– А вот и волки, – сказал Дэви, курносый мальчуган с плутовским прищуром. – Все видели. Из окошка. Они похожи были на собак. Вроде собак, только поменьше. И они что делали – гонялись по снегу кругами. Вроде как играли. Я хотел одного застрелить. Во-о-о-лки! – завопил он и ткнул меня в живот ковбойским пистолетиком.

Гейл выразила надежду, что я все понимаю.

– Дэви еще совсем ребенок.

Гейл – дочь Ирвинга Барнса, одного из исполнителей роли Порги. Ей одиннадцать лет, она самая старшая из шестерых детей, которые исполняют мелкие роли в спектакле. От этого у нее развилось ощущение старшей сестры, отвечающей за остальных. Ее обращение с ними отличается добродетельной твердостью, вежливостью и взрослостью, которым позавидует любая гувернантка.

– Простите, – сказала она, глядя в коридор, где ее подопечные ухитрились открыть окно, впустив порывы арктического ветра. – Боюсь, придется это прекратить.

Но, не успев осуществить свою миссию, Гейл вдруг сама превратилась в ребенка.

– Ой, глядите! – завопила она, высовываясь из того самого окна, которое собиралась закрыть. – Ребята, глядите… люди!

«Люди» были двое детишек на коньках, бежавших по длинной ленте пруда на краю заснеженной рощи. Они бежали быстро-быстро, пытаясь не отстать от поезда, и, когда он просвистел мимо, протянули к нему руки, как будто ловя приветственные клики и воздушные поцелуи, посылавшиеся Гейл с приятелями.

Между тем русский проводник обнаружил, что из его самовара валит дым. Он выхватил обгоревшие сосиски из огня и швырнул на пол. Затем, сунув в рот обожженные пальцы и употребляя, судя по тону, весьма горячие выражения, отогнал детей от окна и рывком его закрыл.

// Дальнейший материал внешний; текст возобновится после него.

PR #149, opened 2019-06-14
groupEdit service in OpenAPI

smadbe:
Document the first service "groupEdit" in OpenAPI.
On master, it will deploy the spec file so that it can directly be integrated into the dev doc.


app/api/groups/update_group.go
```diff
@@ -1,5 +1,26 @@
...
+// swagger:operation PUT /groups/{group_id} groupEdit
+// ---
+// summary: Edit group information
+// description: Edit group information.
+//   Requires the user to be the owner of the group.
+// parameters:
+// - name: group_id
+//   in: path
+//   required: true
+//   type: string
```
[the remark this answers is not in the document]
smadbe: Changed to "integer". Actually would be probably possible by updating the commented format by struct code, but I prefer that way for the path parameters.

app/api/groups/update_group.go
```diff
@@ -13,18 +34,28 @@ import (
...
+	FreeAccess bool `json:"free_access" sql:"column:bFreeAccess"`
+	// Duration after the first use of the password it will expire
+	// Nullable
+	// pattern: \d{2}:\d{2}:\d{2}
+	// example: 79:56:22
+	PasswordTimer *string `json:"password_timer" sql:"column:sPasswordTimer" validate:"omitempty,duration" x-nullable:"true" nullable:"true"`
+	// Nullable
+	PasswordEnd *time.Time `json:"password_end" sql:"column:sPasswordEnd"`
+	// Nullable
+	RedirectPath *string `json:"redirect_path" sql:"column:sRedirectPath" validate:"omitempty,redirect_path"`
```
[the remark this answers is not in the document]
smadbe: I don't think that's possible.

As stated in the other PR on OpenAPI, there are many repetitions, but here the goal is to do a bit better than fully writing the doc by hand.

app/api/groups/update_group.go
```diff
@@ -13,18 +34,28 @@ import (
...
+	Grade int32  `json:"grade" sql:"column:iGrade"`
+	// Nullable
+	Description *string `json:"description" sql:"column:sDescription"`
+	Opened      bool    `json:"opened" sql:"column:bOpened"`
+	// If changed from true to false, automatically switch all requests to join this group from requestSent to requestRefused
+	FreeAccess bool `json:"free_access" sql:"column:bFreeAccess"`
+	// Duration after the first use of the password it will expire
+	// Nullable
+	// pattern: \d{2}:\d{2}:\d{2}
+	// example: 79:56:22
```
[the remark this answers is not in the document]
smadbe: Fixed. 
Btw, this "nullable"  is supported by OpenAPI but I cannot make go-swagger to put the right tags into the spec (I still have open questions on their slack)

app/api/groups/update_group.go
```diff
@@ -48,12 +48,13 @@ type groupUpdateInput struct {
 	FreeAccess bool `json:"free_access" sql:"column:bFreeAccess"`
 	// Duration after the first use of the password it will expire
 	// Nullable
-	// pattern: \d{2}:\d{2}:\d{2}
+	// pattern: ^\d{2}:\d{2}:\d{2}$
```
zenovich: This pattern is not really correct. Values like 1:2:3 should be considered as correct, while values having more than 59 minutes/seconds should not (see https://github.com/France-ioi/AlgoreaBackend/blob/master/app/formdata/validations.go#L11). It is one more reason to add it as a custom type somehow.

smadbe: Actually, it is a doc, that's not very important (it is should show the format, a bit as an example would do). I improved the pattern to avoid rejecting valid cases. 
Yes, of course, custom types would be nice, but if it is not possible in the current go-swagger implem, that does not worth spending hours implementing this.

app/api/groups/update_group.go
```diff
@@ -17,9 +17,15 @@ package groups
 //     "$ref": "#/definitions/groupUpdateInput"
 // responses:
 //   "200":
-//     "$ref": "#/responses/updated"
-//   default:
-//     "$ref": "#/responses/error"
+//     "$ref": "#/responses/updatedResponse"
+//   "400":
+//     "$ref": "#/responses/badRequestPOSTPUTPATCHResponse"
+//   "401":
```
zenovich: Not sure if we ever return 401 somewhere currently

smadbe: I think we do in the auth middleware

PR #152, opened 2019-06-18
Implement userNotificationReadDateUpdate service

zenovich:
[userNotificationReadDateUpdate](https://docs.google.com/document/d/15Xxmatrs_7my5ioriikL6YgOU4I0sAVcq5ySKinc0Nw/edit#heading=h.de3aphmygrrv)


app/api/currentuser/update_notification_read_date.go
```diff
@@ -0,0 +1,41 @@
...
+	"github.com/jinzhu/gorm"
+
+	"github.com/France-ioi/AlgoreaBackend/app/database"
+	"github.com/France-ioi/AlgoreaBackend/app/service"
+)
+
+func (srv *Service) updateNotificationReadDate(w http.ResponseWriter, r *http.Request) service.APIError {
+	user := srv.GetUser(r)
+	err := user.Load()
+	if err == database.ErrUserNotFound {
```
smadbe: I would not do `InsufficientAccessRightsError` as it is not really a problem of "forbidden" and normally if his token was accepted (in the middleware), it exists.  
Actually, you could do it by checking the row affected by the update instead (no extra query).
But I think I would let the update flow silently in any case. Tell me if you disagree.
(if you do so, don't forget to remove "403" from the possible responses in the doc.)

zenovich: fixed

PR #154, opened 2019-06-19
Add swagger specs for itemAnswersView, itemGetAnswerToken, itemAnswerUpdateCurrent, itemAnswerGet, acceptGroupInvitation; add swagger tags

zenovich:


app/api/answers/get.go
```diff
@@ -36,3 +64,39 @@ func (srv *Service) get(rw http.ResponseWriter, httpReq *http.Request) service.A
 	render.Respond(rw, httpReq, convertedResult)
 	return service.NoError
 }
+
+// OK. Normal response of the itemAnswersGet service
+// swagger:response itemAnswerGetResponse
+type itemAnswerGetResponse struct { //nolint:unused,deadcode
```
smadbe: Why doesn't any linter complain about the fact the comment does not start with "itemAnswerGetResponse"? 
When unused, an alternative (better or not?) would be to directly put it in the service comment directly (not through refs).  Cfr what I have written in the comments on top of `doc/errors.go`.
Strange to have an extra import for something unused... 

(open question, may require to discuss it)

app/api/answers/get.go
```diff
@@ -2,13 +2,41 @@ package answers
...
+// parameters:
+// - name: answer_id
+//   in: path
+//   type: integer
+//   required: true
+// responses:
+//   "200":
+//     "$ref": "#/responses/itemAnswerGetResponse"
+//   "400":
+//     "$ref": "#/responses/badRequestPOSTPUTPATCHResponse"
```
smadbe: Cannot be used the GET, the message is not appropriate I think. Or at least its name ;-)

app/api/answers/get_answers.go
```diff
@@ -68,23 +104,43 @@ type rawAnswersData struct {
...
+	// enum: Submission,Saved,Current
+	Type string `json:"type"`
+	// Nullable
+	LangProg *string `json:"lang_prog,omitempty"`
+	// required: true
+	SubmissionDate string `json:"submission_date"`
+	// Nullable
+	Score *float32 `json:"score,omitempty"`
+	// Nullable
+	Validated *bool `json:"validated,omitempty"`
```
smadbe: Why is doing already now with this "omitempty"? I don't get it. Should not be omitted.

app/api/answers/get_answers.go
```diff
@@ -68,23 +104,43 @@ type rawAnswersData struct {
...
+
+	// required: true
 	User answersResponseAnswerUser `json:"user"`
 }
 
+// OK. Normal response of the itemAnswersView service
+// swagger:response itemAnswersViewResponse
+type itemAnswersViewResponse struct { // nolint:unused,deadcode
```
smadbe: You can put directly this construct in the service spec to avoid polluting the code with this. Cfr what I have written in the comments on top of `doc/errors.go`.

app/api/answers/submit.go
```diff
@@ -12,10 +12,43 @@ import (
...
 )
 
+// swagger:operation POST /answers answers items itemGetAnswerToken
+// ---
+// summary: Generate answer token
+// description: Generate a token that can be used by the TaskGrader to ensure task parameters have not been altered.
+//   A task_token has to be given to this service.
+//
+//
+//   This service corresponds to task.php/askValidation <https://github.com/France-ioi/AlgoreaPlatform/blob/master/task/task.php#L202>
```
smadbe: Is this comment future-proof enough? Wasn't this link provided to help you implement it (but so irrelevant in a doc). Should we link to dev doc?

app/api/answers/submit.go
```diff
@@ -148,3 +185,15 @@ func (requestData *SubmitRequest) Bind(r *http.Request) error {
 var (
 	_ render.Binder = (*SubmitRequest)(nil)
 )
+
+// Created. Normal response of the itemGetAnswerToken service
```
smadbe: Don't get "Normal response"

app/doc/responses.go
```diff
@@ -16,3 +16,16 @@ type updatedResponse struct {
 		Success bool `json:"success"`
 	}
 }
+
+// CreatedResponse returned when the request has successfully created the object
```
smadbe: The comment here is intended to be displayed in the doc, so it should the same format as the other. So "The request has successfully created the object". There is no lint check in the doc package anyway.

app/doc/responses.go
```diff
@@ -16,3 +16,16 @@ type updatedResponse struct {
...
+// swagger:response updatedResponse
+type CreatedResponse struct {
+	// description: The request has successfully created the object
```
smadbe: line 23 to be removed

app/doc/responses.go
```diff
@@ -18,7 +18,6 @@ type updatedResponse struct {
 }
 
 // CreatedResponse returned when the request has successfully created the object
-// swagger:response updatedResponse
```
smadbe: if it could be used alone, you can leave the `// swagger:response updatedResponse`

zenovich: If I leave it (swagger:response CreatedResponse), the validator warns (because it is unused)

app/doc/responses.go
zenovich: fixed

app/doc/responses.go
zenovich: Actually it is never displayed anywhere, so I removed it.

app/api/answers/submit.go
zenovich: fixed

app/api/answers/submit.go
zenovich: fixed

app/api/answers/get_answers.go
zenovich: discussed

smadbe: I didn't see it was a list, sorry.

app/api/answers/get_answers.go
zenovich: fixed

app/api/answers/get.go
```diff
@@ -36,3 +64,39 @@ func (srv *Service) get(rw http.ResponseWriter, httpReq *http.Request) service.A
...
+		// required:true
+		ItemID int64 `json:"item_id,string"`
+		// Nullable
+		// format:integer
+		AttemptID *string `json:"attempt_id,string"`
+		// required:true
+		// enum:Submission,Saved,Current
+		Type string `json:"type"`
+		// Nullable
+		State *string `json:"state,omitempty"`
```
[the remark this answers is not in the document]
zenovich: fixed

app/api/items/get_navigation_data.feature
```diff
@@ -290,7 +293,8 @@ Feature: Get item for tree navigation
                   "partial_access": true,
                   "full_access": true,
                   "gray_access": true
-                }
+                },
+                "children": null
```
smadbe: is there a why this "children" is null while the prev one is empty array? (I've checked into details yet)

app/api/answers/get.go
zenovich: > Why doesn't any linter complain about the fact the comment does not start with "itemAnswerGetResponse"?

Probably it is because itemAnswerGetResponse is unexported

zenovich: moved itemAnswerGetResponse into app/doc/responses.go to eliminate extra imports for the unused code

app/api/items/get_navigation_data.feature
zenovich: discussed in Slack

smadbe:
dle [9:43 AM]
for the `// OK. Success response of the ABC service`. Don't you think it may be useful to describe the actual response content? Such as "an answer tuple" or "an answer token "
Dmitry Zenovich [9:46 AM]
Yeah, probably it will be helpful

zenovich:
fixed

– Да брось ты кукситься, – сказал Дэви. – Тут клево!


В купе № 6 на столе (и на ковре) валялись остатки завтрака: кусочки сыра и обрезки фруктов. Послеполуденное солнце сверкало в стакане кьянти, который крутила в руке мисс Райан.

– Обожаю вино, – сказала она страстно. – С двенадцати лет. Серьезно. Чудом не спилась.

Она отпила глоток и вздохнула от удовольствия, выражавшего общий настрой. Мисс Тигпен с женихом, явно тоже попробовавшие кьянти, устроились в уголке, ее голова лежала у него на плече. Царила дремотная тишина, которую прервал стук в дверь и голос:

– Приехали. Россия.

– Все по местам, – сказала мисс Райан. – Представление начинается.


За окном возникли первые признаки приближения границы: голые деревянные вышки вроде тех, что окружают уголовные лагеря Юга. Далеко отстоя друг от друга, они шагали по пустынному пространству, как гигантские телеграфные столбы. На ближайшей к нам вышке я разглядел человека, смотревшего в бинокль на наш поезд. Поезд между тем на повороте постепенно замедлял ход и наконец остановился. Мы находились на сортировочной станции, в лабиринте путей и товарных вагонов. Это была советская граница, в сорока минутах от Брест-Литовска.

На путях стада женщин, закутанных в платки, как в чадру, но шерстяную, ломами расчищали лед, останавливаясь, только чтобы высморкаться в ободранные красные ладони. Лишь немногие мельком глянули на «Голубой экспресс», да и те навлекли на себя острые взгляды многочисленных милиционеров, без дела стоявших вокруг, сунув руки в карманы шинелей.

– Ужас какой, – сказала мисс Тигпен. – Дамы работают, а мужчины стоят и смотрят. Как не стыдно!

– Вот так-то, детка, – сказал Джексон, подышав на рубиновый перстень и полируя его рукавом. – Здесь каждый мужик – Кайфолов.

– Попробовали бы со мной так обращаться, – ответила мисс Тигпен с ноткой угрозы в голосе.